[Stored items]

⟨

PR #525, opened 2020-03-02
Rewrite the metainfo when signing the firmware

hughsie:
One of the common tripping points for OEMs and ODMs is that the uploaded
firmware.metainfo.xml does not get rewritten if requirements are added or other
changes are made on the LVFS UI.

Although we use the metadata to know what firmware file to download, we use
the 'as uploaded' metadata when actually installing the firmware. By rewriting
the metainfo we can ensure the two information sources match.

This does of course change the downloaded file checksum, but this is not being
served by the CDN.

### DIFF
--- a/cron.py
+++ b/cron.py
@@ -9,9 +9,12 @@
 
 import os
 import sys
+import difflib
 import hashlib
 import datetime
 import yara
+
+from lxml import etree as ET
 
 from flask import render_template
 
@@ -25,7 +28,7 @@ from lvfs.models import Remote, Firmware, Vendor, Client, AnalyticVendor, User, 
 from lvfs.models import AnalyticFirmware, Useragent, UseragentKind, Analytic, Report, Metric
 from lvfs.models import ComponentShard, ComponentShardInfo, Test, Component, Category, Protocol, FirmwareEvent
 from lvfs.models import _get_datestr_from_datetime
-from lvfs.metadata.utils import _metadata_update_targets, _metadata_update_pulp
+from lvfs.metadata.utils import _metadata_update_targets, _metadata_update_pulp, _generate_metadata_mds
 from lvfs.util import _event_log, _get_shard_path, _get_absolute_path
 from lvfs.upload.uploadedfile import UploadedFile, MetadataInvalid
 
@@ -118,6 +121,12 @@ def _regenerate_and_sign_metadata(only_embargo=False):
     for r in remotes:
         _event_log('Signed metadata %s' % r.name)
 
+def _show_diff(blob_old, blob_new):
+    fromlines = blob_old.decode().replace('\r', '').split('\n')
+    tolines = blob_new.decode().split('\n')
+    diff = difflib.unified_diff(fromlines, tolines)
+    print('\n'.join(list(diff)[3:]))
+
 def _sign_fw(fw):
 
     # load the .cab file
@@ -156,9 +165,20 @@ def _sign_fw(fw):
         except KeyError as _:
             raise NotImplementedError('no {} firmware found'.format(md.filename_contents))
 
-    # sign all the metainfo.xml files
+    # rewrite the metainfo.xml file to reflect latest changes and sign it
     for md in fw.mds:
-        blob_xml = cabarchive[md.filename_xml].buf
+
+        # write new metainfo.xml file
+        component = _generate_metadata_mds([md], metainfo=True)
+        blob_xml = b'<?xml version="1.0" encoding="UTF-8"?>\n' + \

⟩

Aim of the task
The answer must be every line from the entries above that holds the string "tolines".

Result below
+    tolines = blob_new.decode().split('\n')
+    diff = difflib.unified_diff(fromlines, tolines)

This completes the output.